Epratuzamab shows novel positive effects in people with lupus in Stage IIb trial

 

Yesterday, two biopharmaceutical companies, UCB and Immunomedics, announced promising results of their phase IIb study for epratuzumab, their drug in development for treating systemic lupus erythematosus (SLE, or lupus). This is hopeful news for all those affected by this autoimmune disease.

 

Epratuzumab, developed by Immunomedics and licensed to UCB in 2006 for possible treatment of all autoimmune dieases, is a humanized anti-CD22 monoclonal antibody with the potential to modulate B cell activity. Although the exact role of CD22 in autoimmunity is not fully understood, it is considered to be a negative regulator of B cell function.

 

B cells are known to contribute to lupus by producing antibodies against the body's own cells and tissues, causing the immune system to turn on itself and resulting in the inflammation and tissue damage are the hallmarks of lupus. UCB and Immunomedic's released trial results showed that the treatment advantage of epratuzumab over a placebo reached 24.9% at week 12.

 

In other words: 227 people with moderate to severe lupus took part in this trial. Some subjects were given a placebo, and some were given epratuzumab. 24.9% of those given epratuzumab showed improvement in their symptoms over the 12 weeks of the trial.

 

WHAT THIS MEANS FOR PEOPLE WITH LUPUS: 

UCB will better understand how to design a potential phase III trial studying many more patients. The results of the phase IIb study will help give UCB researchers confidence in determining best dosage and frequency when the larger scale clinical trial is designed. Very basically, this trial gives UCB researchers useful data for moving epratuzumab further down the clinical pipeline, giving people with lupus another glimmer of hope for a potential new therapy for the disease.

 

As Anna Novotney Barry, UCB's Clinical Program Director said, This 12-week study was specifically aimed at identifying the best dose of epratuzumab, dosing regimen, and primary efficacy endpoint to take forward to the larger phase III confirmatory trials.

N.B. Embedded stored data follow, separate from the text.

PR #1311, opened 2026-06-08
Support both stand-alone and external Chrome Fleet operations

ariya:
Remote Browser can operate in two modes: stand-alone or with an external Chrome Fleet.

In stand-alone mode, Podman manages browser containers locally. All browser CRUD endpoints (create, delete, get, list) use the Podman-based container handling.

With an external Chrome Fleet, those same CRUD endpoints are proxied to the upstream Chrome Fleet service.

To verify, first run Chrome Fleet (or any compatible implementation) on port 8300. Then launch Remote Browser as usual, specifying the URL of that Chrome Fleet, e.g.

```bash
export CHROMEFLEET_URL=http://localhost:8300
LOG_LEVEL=DEBUG npm run dev
```

Then invoke the Remote Browser REST API, e.g.

```bash
curl localhost:23456/api/v1/browsers
```

The log of Chrome Fleet should show something like:
```
13:43:52 INFO     Enumerating all browsers...
         INFO     127.0.0.1:41704 - "GET /api/v1/browsers HTTP/1.1" 200
```

while the log of Remote Browser would indicate the proxying of that request to Chrome Fleet:
```
13:43:52 INFO     Proxying list_browsers() to external Chrome Fleet
         INFO     127.0.0.1:33326 - "GET /api/v1/browsers HTTP/1.1" 200
```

We are delighted to report these positive results, which have provided essential data which create the foundation for our planned phase III clinical program.

  

This promising news about epratuzumab was made possible in part through your support of the Alliance for Lupus Research (ALR).  The ALR has strongly supported B-cell inhibition and depletion research, going back to some of our very first grants funded, now nearly ten years ago. Since inception, the ALR has funded almost $5-million in the area of B-cell research.

 

There is no doubt that research supported by the ALR has brought us to the point where, for the first time in decades, many new potential agents for the treatment of lupus are in the clinical pipeline. This news from UCB and Immunomedics is a positive step in the right direction, and we will watch with great interest for updates on epratuzumab.